By isolating evocative Disney images, removing them from context and looping them over and over, what Disneywave effectively accomplishes is to capture and preserve little bubbles of the so-called Disney magic; to freeze them in time, impervious to any form of change or progression, and let them run on for infinity (and beyond?). I would propose that the allure of such videos lies in their own curious duality - the thin line they straddle between a sincere embracing of this yearning for an untainted state of youthful bliss and an awareness of the regressive line of thought that accompanies our cultural fixation with the past. There's a certain obstinance in the way in which these videos sever these individual moments from the bugbears of narrative and character trajectory and keep them suspended in their own parallel universes, in which the subjects are unable to move past a solitary moment.
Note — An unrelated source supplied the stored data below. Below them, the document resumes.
PR #159, opened 2018-12-21
Refactor files, emulator, api

hunse:
Replacement for #30. Currently based on #139, #124, #132.

The main file moving around has been done in the first commit. I tried to change as little as possible with the code (other than fixing imports), so if we do have to rebase this, it should be a simple matter of copying the changes to the right place.

TODO:
- [x] Refactor emulator
- [x] Integrate hardware api.py/allocator.py/builder.py. I'd be nice to perhaps have some logical distinctions here, but I'm not sure if the current divisions make sense.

The videos are charming in their constancy, and yet their monotony is suggestive of its own existential nightmare, an entrapment in an imagined past that doesn't so much as transcend time as quietly numb us to the process of time altogether. We may think we're gazing into a window of our bygone youth, but really we're stuck in a time loop of our own making, as we endeavor to recreate a past that never was while remaining firmly entrenched in the same consumerist plane we never left.
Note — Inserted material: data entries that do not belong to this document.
PR #161, opened 2019-01-04
CIFAR-10 on Loihi

hunse:
This has CIFAR-10 running on Loihi. It replaces #117.

The main feature addition here is allowing population spikes on inputs. This allows us to re-use axons in the three-channel CIFAR-10 input images, making it much easier to get things on the chip.

A lot of these commits can probably be squashed together. The script in the sandbox should also be moved to the sandbox repository.

### DIFF
--- a/nengo_loihi/hardware/nxsdk_objects.py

One Disneywave video that does not conform to this model is "D I S N E Y W A V E" by kristopher hori. Instead, a promotional video for Disneyland (more specifically, the Disneyland Fun VHS released as part of the Disney Sing-Along Songs series in 1990) is given the vaporwave treatment, an ethereal makeover that simultaneously acknowledges the eye-popping surrealness of the Disneyland experience and the banalities of its manufactured joy (it self-describes as "The Happiest Place on Earth", although the thing we all know about happiness is that when it's enforced it becomes anything but). The video seems designed to transport us to yet another haven of lost childhood bliss, one with a heavy aura of both strangeness and artifice; so persuasive is the imagery that we immediately find ourselves reminiscing about our own childhood visits to Disneyland, irrespective of whether or not such a trip ever featured in our personal histories - and if we were fortunate enough to have gone, we end up pondering how much of that visit we merely imagined, as it flickers and blurs with the Disneyland of cultural ideal. What makes Disneywave as a whole so fascinating is the obvious reverence it has for the special place that Disney holds within all our hearts, as it demonstrates the power in evoking that place as a means of striking us at our most vulnerable.


PS: While scouring the Disneywave videos currently on YouTube I also discovered that Donkey Kong Wave is a thing. What that's all about I have yet to investigate.